In another embodiment, the identification tag 18 comprises identification data encoded in a one-dimensional or two-dimensional optical machine-readable code. For example, the identification tag 18 could be a Quick Response (QR) code, a High Capacity Coloured Two Dimensional Code, a European Article Number code, a DataMatrix code, or a MaxiCode. A data matrix code is a two-dimensional bar code which may be in the form of a square or rectangular symbol made up of individual modules of predetermined size in the form of dots or squares. The individual modules form an ordered grid of contrasting (e.g. dark or light) modules, bordered by a finder pattern used to specify the orientation and structure of the symbol. The identification tag can in this case be used to store information about a very large amount of individual sintered bodies, depending on the size of the data matrix code. The size may typically be 12×12 modules, or larger depending on needs. In an error correction algorithm, several damaged or blurred modules can be corrected for.

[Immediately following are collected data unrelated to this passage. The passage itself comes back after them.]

PR #990, opened 2026-07-03
Add cross-platform code coverage tooling + CI wiring

johnml1135:
## Summary
- The existing `/EnableCodeCoverage` MSBuild flag (`Build/SetupInclude.targets`) depends on a VS-Enterprise-only "Code Coverage" data collector and silently fails to collect on Community/Build Tools installs (confirmed live: `vstest.console.exe` reports `Unable to find a datacollector with friendly name 'Code Coverage'`).
- Add `coverlet.collector` instead, which registers the cross-platform "XPlat Code Coverage" collector and works under plain `vstest.console.exe` on any VS edition.
- Add a `-Coverage` switch to `test.ps1` that collects coverage (resolving coverlet's `TestAdapterPath` from the centrally-pinned package version, same pattern as the existing NUnit adapter lookup) and renders a summary/HTML report via a local ReportGenerator dotnet tool (`.config/dotnet-tools.json`).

According to one embodiment, the identification tag 18 is etched, engraved, impressed, imprinted or painted on. A particularly suitable way of arranging the identification tag 18 by laser engraving.

Claims

The invention claimed is:

1. A rotary cone rock bit having a forward end and a rearward end, the rotary cone rock bit comprising:

a bit body including a plurality of legs extending therefrom, each of said legs having an outer surface that includes a leading surface, a centre panel surface, and a trailing surface and at least one nozzle;

a roller cone rotatably supported on each of said legs; and

at least one identification tag arranged for storing product identification information and/or drilling operation information, wherein the at least one identification tag is positioned in the trailing surface of at least one of the legs and on a rearward side of one of the at least one nozzle.

2. The rotary cone rock bit according to claim 1, wherein there is a drill hole on the bit and wherein the at least one identification tag is positioned in the drill hole.

3. The rotary cone rock bit according to claim 1, wherein the identification tag is a radio frequency identification tag (RFID).

4. The rotary cone rock bit according to claim 3, wherein the RFID tag is press fit in the drill hole.

5. The rotary cone rock bit according to claim 1, wherein the identification tag is encoded with one-dimensional or two-dimensional optical machine-readable code.

6. The rotary cone rock bit according to claim 5, wherein the identification tag is a Quick Response (QR) code, a High Capacity Coloured Two Dimensional Code, a European Article Number code, a DataMatrix code, or a MaxiCode.

7. The rotary cone rock bit according to claim 5, wherein the identification tag is etched, engraved, impressed, imprinted, or painted on.